PR #351, opened 2021-04-30
Strengthen int conversions to Emscripten val

emaxx-google:
Add the missing safety check that prevents a huge integer in a Value
object from being converted to a double Emscripten/JavaScript number
with a loss of precision.

This improvement is part of the WebAssembly migration effort, tracked
by #185.


Fabian-Sommer (approved):
LGTM

PR #352, opened 2021-05-01
Fix comment about non-portable Emscripten code

emaxx-google:
Correct the comment about the allegedly non-portable code in
global_context_impl_emscripten.cc that converts pointers to integers and
back. Apparently, it's a valid C++, so it's not a hack that only works
under Emscripten.

This is a pure cleanup commit; it contributes to the WebAssembly
migration effort tracked by #185.


Fabian-Sommer (approved):
LGTM

PR #353, opened 2021-06-07
Detect NaCl crash loops before Chrome throttles us

emaxx-google:
Improve the crash loop detector for the case when the crash happens in
the C/C++ code compiled under Native Client. Before this commit, the
crash loop detection would be triggered too late, after Chrome Native
Client system already began the throttling. This means that instead of
useful logs that contain information before the actual crash, the only
information would be like this:

>   Failed to load NaCl module with the following message: NaCl module
>   load failed: ServiceRuntime: failed to start

With the following information in Chrome logs:

>  NaCl process launch failed: Process creation was throttled due to
>  excessive crashes

This commit avoids this situation by tightening the crash loop detection
constants, so that the detector is triggered earlier and therefore
avoids this dead loop and preserves valuable logs.

P.S. Meanwhile this commit is applied to both NaCl and WebAssembly
builds, it's presumably OK, since all we do is tightening the crash loop
detection constants. If we discover later that WebAssembly contains a
similar, but even more aggressive throttling, we can tighten the
constants further; otherwise they don't harm.

### DIFF
--- a/common/js/src/logging/crash-loop-detection.js
+++ b/common/js/src/logging/crash-loop-detection.js
@@ -49,9 +49,14 @@ const CRASH_LOOP_WINDOW_MILLISECONDS = 60 * 1000;
 //    seconds after the launch":
 //    <https://source.chromium.org/chromium/chromium/src/+/main:chrome/browser/extensions/api/runtime/chrome_runtime_api_delegate.cc;l=172-173;drc=d17745f350d4956a07cb1113ee19e9cbc4be699f>.
 // 2. Chrome's Native Client system disables the module when it crashes too
-//    frequently, with the criteria currently being "3 crashes within 2
-//    minutes":
+//    frequently, with the criteria currently being "forbid subsequent load
+//    attempts after 3 crashes within 2 minutes":
 //    <https://source.chromium.org/chromium/chromium/src/+/main:components/nacl/browser/nacl_browser.cc;l=113-114;drc=d17745f350d4956a07cb1113ee19e9cbc4be699f>.
+//
+// We're choosing the largest possible value that satisfies these restrictions
+// in order to reduce the risk of false positives, i.e., 3. Note that despite
+// this value is exactly equal to restriction#2, it's still fine, since
+// throttling breaks subsequent load attempts, which is exactly what we avoid.
 const CRASH_LOOP_THRESHOLD_COUNT = 3;
 
 /** @type {boolean} */
--- a/common/js/src/logging/crash-loop-detection.js
+++ b/common/js/src/logging/crash-loop-detection.js
@@ -38,11 +38,19 @@ const CRASH_LOOP_WINDOW_MILLISECONDS = 60 * 1000;
 // crash loop.
 //
 // Note that |CRASH_LOOP_WINDOW_MILLISECONDS| and |CRASH_LOOP_THRESHOLD_COUNT|
-// have to be chosen in a way that the crash loop is detected earlier than the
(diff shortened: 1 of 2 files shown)


common/js/src/logging/crash-loop-detection.js
```diff
@@ -38,11 +38,21 @@ const CRASH_LOOP_WINDOW_MILLISECONDS = 60 * 1000;
...
+// have to be chosen in a way that the crash loop is detected earlier than
+// Chrome starts to throttle us, since that would leave the application in a
+// state without any useful logs.
+//
+// As of 2021-06-07, two subsystems in Chrome have to be taken into account as
+// follows:
+// 1. Chrome's Extension system disables the extension when it reloads too
+//    frequently, with the criteria currently being "5 reloads, each within 10
+//    seconds after the launch":
+//    <https://source.chromium.org/chromium/chromium/src/+/main:chrome/browser/extensions/api/runtime/chrome_runtime_api_delegate.cc;l=172-173;drc=d17745f350d4956a07cb1113ee19e9cbc4be699f>.
```
Fabian-Sommer, line 50: nit: As far as I can see, the drc parameter is not necessary in the URL

common/js/src/logging/crash-loop-detection.js
```diff
@@ -38,11 +38,21 @@ const CRASH_LOOP_WINDOW_MILLISECONDS = 60 * 1000;
...
+// 2. Chrome's Native Client system disables the module when it crashes too
+//    frequently, with the criteria currently being "3 crashes within 2
+//    minutes":
+//    <https://source.chromium.org/chromium/chromium/src/+/main:components/nacl/browser/nacl_browser.cc;l=113-114;drc=d17745f350d4956a07cb1113ee19e9cbc4be699f>.
```
Fabian-Sommer, line 54: nit: ditto

common/js/src/logging/crash-loop-detection.js
```diff
@@ -38,11 +38,21 @@ const CRASH_LOOP_WINDOW_MILLISECONDS = 60 * 1000;
...
+const CRASH_LOOP_THRESHOLD_COUNT = 3;
```
Fabian-Sommer, line 55: By setting this to 3, we would only detect the crash loop when the NaCl process is already throttled. I think this should be just 2.

Fabian-Sommer (changes requested):

common/js/src/logging/crash-loop-detection.js
emaxx-google: Ack - It's more future-proof with `drc`, since it specifies the commit hash. Without it, if the file gets moved later, the link would become dead.

common/js/src/logging/crash-loop-detection.js
emaxx-google: This is exactly on the boundary, but I believe should be correct. I've added more clarifications into the comment - PTAL.

Fabian-Sommer: I see. What confused me was that before the constant was 4, while the only known condition was 5.

Fabian-Sommer (approved):
LGTM

common/js/src/logging/crash-loop-detection.js
emaxx-google: Yeah, I previously used 5 as a no-brainer (maybe 6 would work there too). BTW, I also tested the "3" constant yesterday manually (by inducing an intentional crash loop in the NaCl module) and it worked as expected.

#####

Task description: Your task is to reproduce the full listing exactly.

Solution below:
PR #351, opened 2021-04-30
Strengthen int conversions to Emscripten val

emaxx-google:
Add the missing safety check that prevents a huge integer in a Value
object from being converted to a double Emscripten/JavaScript number
with a loss of precision.

This improvement is part of the WebAssembly migration effort, tracked
by #185.


Fabian-Sommer (approved):
LGTM

PR #352, opened 2021-05-01
Fix comment about non-portable Emscripten code

emaxx-google:
Correct the comment about the allegedly non-portable code in
global_context_impl_emscripten.cc that converts pointers to integers and
back. Apparently, it's a valid C++, so it's not a hack that only works
under Emscripten.

This is a pure cleanup commit; it contributes to the WebAssembly
migration effort tracked by #185.


Fabian-Sommer (approved):
LGTM

PR #353, opened 2021-06-07
Detect NaCl crash loops before Chrome throttles us

emaxx-google:
Improve the crash loop detector for the case when the crash happens in
the C/C++ code compiled under Native Client. Before this commit, the
crash loop detection would be triggered too late, after Chrome Native
Client system already began the throttling. This means that instead of
useful logs that contain information before the actual crash, the only
information would be like this:

>   Failed to load NaCl module with the following message: NaCl module
>   load failed: ServiceRuntime: failed to start

With the following information in Chrome logs:

>  NaCl process launch failed: Process creation was throttled due to
>  excessive crashes

This commit avoids this situation by tightening the crash loop detection
constants, so that the detector is triggered earlier and therefore
avoids this dead loop and preserves valuable logs.

P.S. Meanwhile this commit is applied to both NaCl and WebAssembly
builds, it's presumably OK, since all we do is tightening the crash loop
detection constants. If we discover later that WebAssembly contains a
similar, but even more aggressive throttling, we can tighten the
constants further; otherwise they don't harm.

### DIFF
--- a/common/js/src/logging/crash-loop-detection.js
+++ b/common/js/src/logging/crash-loop-detection.js
@@ -49,9 +49,14 @@ const CRASH_LOOP_WINDOW_MILLISECONDS = 60 * 1000;
 //    seconds after the launch":
 //    <https://source.chromium.org/chromium/chromium/src/+/main:chrome/browser/extensions/api/runtime/chrome_runtime_api_delegate.cc;l=172-173;drc=d17745f350d4956a07cb1113ee19e9cbc4be699f>.
 // 2. Chrome's Native Client system disables the module when it crashes too
-//    frequently, with the criteria currently being "3 crashes within 2
-//    minutes":
+//    frequently, with the criteria currently being "forbid subsequent load
+//    attempts after 3 crashes within 2 minutes":
 //    <https://source.chromium.org/chromium/chromium/src/+/main:components/nacl/browser/nacl_browser.cc;l=113-114;drc=d17745f350d4956a07cb1113ee19e9cbc4be699f>.
+//
+// We're choosing the largest possible value that satisfies these restrictions
+// in order to reduce the risk of false positives, i.e., 3. Note that despite
+// this value is exactly equal to restriction#2, it's still fine, since
+// throttling breaks subsequent load attempts, which is exactly what we avoid.
 const CRASH_LOOP_THRESHOLD_COUNT = 3;
 
 /** @type {boolean} */
--- a/common/js/src/logging/crash-loop-detection.js
+++ b/common/js/src/logging/crash-loop-detection.js
@@ -38,11 +38,19 @@ const CRASH_LOOP_WINDOW_MILLISECONDS = 60 * 1000;
 // crash loop.
 //
 // Note that |CRASH_LOOP_WINDOW_MILLISECONDS| and |CRASH_LOOP_THRESHOLD_COUNT|
-// have to be chosen in a way that the crash loop is detected earlier than the
(diff shortened: 1 of 2 files shown)


common/js/src/logging/crash-loop-detection.js
```diff
@@ -38,11 +38,21 @@ const CRASH_LOOP_WINDOW_MILLISECONDS = 60 * 1000;
...
+// have to be chosen in a way that the crash loop is detected earlier than
+// Chrome starts to throttle us, since that would leave the application in a
+// state without any useful logs.
+//
+// As of 2021-06-07, two subsystems in Chrome have to be taken into account as
+// follows:
+// 1. Chrome's Extension system disables the extension when it reloads too
+//    frequently, with the criteria currently being "5 reloads, each within 10
+//    seconds after the launch":
+//    <https://source.chromium.org/chromium/chromium/src/+/main:chrome/browser/extensions/api/runtime/chrome_runtime_api_delegate.cc;l=172-173;drc=d17745f350d4956a07cb1113ee19e9cbc4be699f>.
```
Fabian-Sommer, line 50: nit: As far as I can see, the drc parameter is not necessary in the URL

common/js/src/logging/crash-loop-detection.js
```diff
@@ -38,11 +38,21 @@ const CRASH_LOOP_WINDOW_MILLISECONDS = 60 * 1000;
...
+// 2. Chrome's Native Client system disables the module when it crashes too
+//    frequently, with the criteria currently being "3 crashes within 2
+//    minutes":
+//    <https://source.chromium.org/chromium/chromium/src/+/main:components/nacl/browser/nacl_browser.cc;l=113-114;drc=d17745f350d4956a07cb1113ee19e9cbc4be699f>.
```
Fabian-Sommer, line 54: nit: ditto

common/js/src/logging/crash-loop-detection.js
```diff
@@ -38,11 +38,21 @@ const CRASH_LOOP_WINDOW_MILLISECONDS = 60 * 1000;
...
+const CRASH_LOOP_THRESHOLD_COUNT = 3;
```
Fabian-Sommer, line 55: By setting this to 3, we would only detect the crash loop when the NaCl process is already throttled. I think this should be just 2.

Fabian-Sommer (changes requested):

common/js/src/logging/crash-loop-detection.js
emaxx-google: Ack - It's more future-proof with `drc`, since it specifies the commit hash. Without it, if the file gets moved later, the link would become dead.

common/js/src/logging/crash-loop-detection.js
emaxx-google: This is exactly on the boundary, but I believe should be correct. I've added more clarifications into the comment - PTAL.

Fabian-Sommer: I see. What confused me was that before the constant was 4, while the only known condition was 5.

Fabian-Sommer (approved):
LGTM

common/js/src/logging/crash-loop-detection.js
emaxx-google: Yeah, I previously used 5 as a no-brainer (maybe 6 would work there too). BTW, I also tested the "3" constant yesterday manually (by inducing an intentional crash loop in the NaCl module) and it worked as expected.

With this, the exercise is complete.